When the string "have" is part of a line below, that line should be copied.

(Stored data)
<<<<

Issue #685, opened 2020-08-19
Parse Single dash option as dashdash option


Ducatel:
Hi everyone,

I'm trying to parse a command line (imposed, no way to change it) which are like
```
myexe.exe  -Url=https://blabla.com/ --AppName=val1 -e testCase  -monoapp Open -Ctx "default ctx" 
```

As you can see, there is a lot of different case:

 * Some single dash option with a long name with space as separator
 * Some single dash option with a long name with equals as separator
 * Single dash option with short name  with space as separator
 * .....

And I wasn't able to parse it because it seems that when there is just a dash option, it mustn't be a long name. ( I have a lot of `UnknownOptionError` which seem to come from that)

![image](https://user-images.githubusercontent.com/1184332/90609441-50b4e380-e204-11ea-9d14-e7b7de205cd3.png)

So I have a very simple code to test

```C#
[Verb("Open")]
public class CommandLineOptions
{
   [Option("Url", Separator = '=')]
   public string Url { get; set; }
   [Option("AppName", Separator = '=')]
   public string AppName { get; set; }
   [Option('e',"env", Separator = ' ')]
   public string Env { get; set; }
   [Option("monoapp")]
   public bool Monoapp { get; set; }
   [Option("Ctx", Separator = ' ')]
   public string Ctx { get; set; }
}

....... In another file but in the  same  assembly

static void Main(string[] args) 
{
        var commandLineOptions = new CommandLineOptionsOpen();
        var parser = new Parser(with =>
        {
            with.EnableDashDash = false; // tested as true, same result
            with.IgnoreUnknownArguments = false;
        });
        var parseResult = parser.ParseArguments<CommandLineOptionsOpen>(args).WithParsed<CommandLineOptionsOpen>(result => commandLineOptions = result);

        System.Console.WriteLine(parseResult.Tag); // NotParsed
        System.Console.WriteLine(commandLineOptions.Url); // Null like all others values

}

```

>>>>
<<<<

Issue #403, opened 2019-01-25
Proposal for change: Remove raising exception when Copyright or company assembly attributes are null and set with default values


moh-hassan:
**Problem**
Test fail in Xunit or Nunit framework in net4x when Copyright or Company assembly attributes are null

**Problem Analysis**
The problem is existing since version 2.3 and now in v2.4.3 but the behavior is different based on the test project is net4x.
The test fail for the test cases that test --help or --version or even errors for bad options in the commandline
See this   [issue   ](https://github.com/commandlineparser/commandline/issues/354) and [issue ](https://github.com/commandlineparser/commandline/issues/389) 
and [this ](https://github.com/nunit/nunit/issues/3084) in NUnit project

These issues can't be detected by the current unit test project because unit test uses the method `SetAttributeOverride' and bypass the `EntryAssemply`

>>>>
<<<<

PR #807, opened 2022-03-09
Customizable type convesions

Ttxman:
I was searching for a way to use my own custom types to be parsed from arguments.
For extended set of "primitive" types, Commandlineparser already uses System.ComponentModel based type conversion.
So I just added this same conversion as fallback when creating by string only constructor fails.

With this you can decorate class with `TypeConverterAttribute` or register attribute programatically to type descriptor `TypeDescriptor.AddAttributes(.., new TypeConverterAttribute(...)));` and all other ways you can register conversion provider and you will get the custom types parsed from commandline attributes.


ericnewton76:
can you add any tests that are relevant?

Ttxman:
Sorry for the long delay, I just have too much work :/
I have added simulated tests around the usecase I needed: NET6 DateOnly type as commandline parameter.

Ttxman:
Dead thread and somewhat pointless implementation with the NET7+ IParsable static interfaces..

>>>>

* Result *
And I wasn't able to parse it because it seems that when there is just a dash option, it mustn't be a long name. ( I have a lot of `UnknownOptionError` which seem to come from that)
So I have a very simple code to test
Sorry for the long delay, I just have too much work :/
I have added simulated tests around the usecase I needed: NET6 DateOnly type as commandline parameter.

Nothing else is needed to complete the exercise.